To conclude this point, please think of the users and expose non-trivial internal functions that may be useful to anyone. Stick them in
.Internal
with no guarantees, mark them INLINE if you’re relying on it, just let us use them.I’m still going to get access to internals if I want to. Please don’t make me do the extra work.
If I need the internals and they are not expose, here are my options.
- Clone the package, hack the source to expose what I need, use it.
- Ask author to do it. Wait and hope they do it and quick. In meantime, I’m probably forced to do a fork anyway.

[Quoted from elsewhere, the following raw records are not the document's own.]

PR #398, opened 2016-01-29
Set OCR Language

tpendragon:
Gives a place to set a language for OCR and automatically rebuilds fileset OCR if the property changes.

### DIFF
--- a/Gemfile.lock
+++ b/Gemfile.lock
@@ -11,7 +11,8 @@ GIT
 
 GIT
   remote: git://github.com/projecthydra-labs/browse-everything.git
-  revision: 7f547a23d8fc20bd249b8f607e009b03aa112c5d
+  revision: 3c3f60472c2b31a3d5a07e8f2bf50f09f8220ed5
+  branch: bootstrap-sprockets
   specs:
     browse-everything (0.9.1)
       bootstrap-sass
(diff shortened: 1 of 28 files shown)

- Don’t do anything but simply use existing API. Cry over performance you’re losing while the code you need to go omgfast is right there.
- If the function is small and self-contained, copy and paste all the code needed to make it work. Often not an option unless you want to copy whole package because likelyhood is that internals that you need are also not expose. This is basically a less drastic fork if you’re lucky, a full fork if you’re not. Downside is that it’s now your code to live with.
- You could also complain to author that the library API is not good enough and it should do the thing you want it to do. Sometimes you may even be right! More often than not, if you’re looking for internals, it probably doesn’t belong in the API to start with and redesigning the library to include your usecase is unreasonable/impossible/not cost effective.
It’s better for everyone if I can access internals. I’m happy because I get to do what I want. The author is happy because I’m not bothering him on the issue tracker and I’m talking about how fast and awesome and accessible the library is.
I want to use your library right now but it’s doing something poorly.
This usually warrants a fork/pull request anyway but sometimes it really may be the case that a library is doing mostly what I want but some things are poorly designed or implemented. I could workaround this on the spot and send a pull request later but if you’re not exposing internals then I’m out of luck. Either I am forced to fork it or use another library. If short on time and alternative exists, latter sounds like a better option even if the original library is much nicer in general.
About Haddock for .Internal modules.
A side-point I want to mention is something that few packages like to do that I really hate. Let’s use bytestring
as an example. Let’s look at the main page for the package. .Internal
modules appear but have no documentation! Indeed often you can’t even tell that the package exposes internals. Sometimes these modules are even documented but a Haddock pragma is used to hide them.
Please stop doing this. It’s just a massive inconvenience. I have to first look through the cabal file to check what modules are really exposed. Then I have to source dive to see what functions are available. I have to check which are actually exported. You as an author lose the opportunity to plaster with massive letters at the top of the module that this is an internal module with no guarantees.
If you don’t want to document your .Internal module that’s up to you but at the very least don’t make me look through source every time I want to check something. “You’re forced to looked at source so you have to see what the functions are actually doing” is not a good argument. I probably already did and you’re not giving me any guarantees for the module anyway so there’s no need to make it a pain to actually use it.
Conclusion
Next time you release a library, please consider exposing internals one way or another. You can keep your usual hidden module hierarchy if you want, just make a kitchen-sink module that re-exports those. Exposing typeclasses that nearly do what one might want but not quite and not exposing the implementations also doesn’t count. If your implementation looks like
expose someFuncImpl
.
Last remark is that I am not against hidden modules. I am against using them to hide useful code. You can still use hidden modules for organising your project in a way you find convenient but I would very much appreciate it if you could expose all that useful code through some means in the end.